An AI Visionary and the inaugural winner of the AI Catalyst category at the Relativity Innovation Awards in 2021, Briordy Meyers helps usher in the many benefits of technology at pharmaceutical company Boehringer Ingelheim. How does he do it?

The legal sector has a reputation of being slow to embrace new technologies, but you stand out as an early adopter of AI. What structural barriers keep the legal sector from adopting new technologies? How and why did you take an interest in AI?

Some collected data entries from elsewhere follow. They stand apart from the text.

PR #1275, opened 2025-09-12
Return softfloat flags and result as a tuple

Timmmm:
Since we now use a proper header for the generated model code, we can #include it in `riscv_softfloat.h` and use the `(fflags, bits(..))` types to directly return the tuples that the rest of the Sail code wants instead of using the super hacky method of poking some registers inside the model.

This is much much cleaner, makes the softfloat functions pure, and removes their dependency on the model *implementation*. Now it only depends on the model types (and that is really only because C doesn't have native tuple types; with fully native C++ codegen we could theoretically have them return `std::tuple<...>`).

I also switched `riscv_softfloat.c` to C++ which has slightly nicer syntax for returning values (and is more consistent with everything else being C++).


Timmmm:
Note I'm pretty sure the `= (0, 0)` in the Lem code is wrong but I have no idea what the Lem syntax is to make a zero bitvector.

Also this PR is a pre-requisite for #1274.

model/riscv_softfloat_interface.sail
```diff
@@ -37,488 +37,89 @@ type bits_WU     = bits(32)   /* Unsigned integer */
...
+val riscv_f64ToUi64 = pure {c: "softfloat_f64toui64", lem: "softfloat_f64_to_ui64"} : (bits_rm, bits_D) -> (bits_fflags, bits_LU)
+val riscv_i64ToF64 = pure {c: "softfloat_i64tof64", lem: "softfloat_i64_to_f64"} : (bits_rm, bits_L) -> (bits_fflags, bits_D)
+val riscv_ui64ToF64 = pure {c: "softfloat_ui64tof64", lem: "softfloat_ui64_to_f64"} : (bits_rm, bits_LU) -> (bits_fflags, bits_D)
+val riscv_f16ToF32 = pure {c: "softfloat_f16tof32", lem: "softfloat_f16_to_f32"} : (bits_rm, bits_H) -> (bits_fflags, bits_S)
+val riscv_f16ToF64 = pure {c: "softfloat_f16tof64", lem: "softfloat_f16_to_f64"} : (bits_rm, bits_H) -> (bits_fflags, bits_D)
+val riscv_f32ToF64 = pure {c: "softfloat_f32tof64", lem: "softfloat_f32_to_f64"} : (bits_rm, bits_S) -> (bits_fflags, bits_D)
+val riscv_f32ToF16 = pure {c: "softfloat_f32tof16", lem: "softfloat_f32_to_f16"} : (bits_rm, bits_S) -> (bits_fflags, bits_H)
+val riscv_f64ToF16 = pure {c: "softfloat_f64tof16", lem: "softfloat_f64_to_f16"} : (bits_rm, bits_D) -> (bits_fflags, bits_H)
+val riscv_f64ToF32 = pure {c: "softfloat_f64tof32", lem: "softfloat_f64_to_f32"} : (bits_rm, bits_D) -> (bits_fflags, bits_S)
```
nadime15: Thats a nice change! 

```suggestion
val riscv_f64ToF32 = pure {cpp: "softfloat_f64tof32", lem: "softfloat_f64_to_f32"} : (bits_rm, bits_D) -> (bits_fflags, bits_S)
```
Is it necessary to switch from c to cpp here?

model/riscv_softfloat_interface.sail
```diff
@@ -37,488 +37,89 @@ type bits_WU     = bits(32)   /* Unsigned integer */
...
-  (float_fflags[4 .. 0], float_result[31 .. 0])
-}
+val riscv_f16ToI32 = pure {c: "softfloat_f16toi32", lem: "softfloat_f16_to_i32"} : (bits_rm, bits_H) -> (bits_fflags, bits_W)
+val riscv_f16ToUi32 = pure {c: "softfloat_f16toui32", lem: "softfloat_f16_to_ui32"} : (bits_rm, bits_H) -> (bits_fflags, bits_WU)
+val riscv_i32ToF16 = pure {c: "softfloat_i32tof16", lem: "softfloat_i32_to_f16"} : (bits_rm, bits_W) -> (bits_fflags, bits_H)
+val riscv_ui32ToF16 = pure {c: "softfloat_ui32tof16", lem: "softfloat_ui32_to_f16"} : (bits_rm, bits_WU) -> (bits_fflags, bits_H)
+val riscv_f16ToI64 = pure {c: "softfloat_f16toi64", lem: "softfloat_f16_to_i64"} : (bits_rm, bits_H) -> (bits_fflags, bits_L)
+val riscv_f16ToUi64 = pure {c: "softfloat_f16toui64", lem: "softfloat_f16_to_ui64"} : (bits_rm, bits_H) -> (bits_fflags, bits_LU)
+val riscv_i64ToF16 = pure {c: "softfloat_i64tof16", lem: "softfloat_i64_to_f16"} : (bits_rm, bits_L) -> (bits_fflags, bits_H)
+val riscv_ui64ToF16 = pure {c: "softfloat_ui64tof16", lem: "softfloat_ui64_to_f16"} : (bits_rm, bits_L) -> (bits_fflags, bits_H)
```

In terms of structural barriers to adoption, there are multiple factors: institutional or historical conservativism; the need to vet technology against relevant case law; Federal Rules of Civil Procedure Rule 26(g) and ethical obligations for attorneys regarding technology; ability to show the return on investment and business case; data privacy laws and regulations; the emerging role of e-discovery or technology-forward attorneys in organizational hierarchies; key stakeholder buy-in; workflow change management; and reliable support acumen—i.e., having people implement your plan who know what they are doing and are invested as true partners to help you achieve successful adoption.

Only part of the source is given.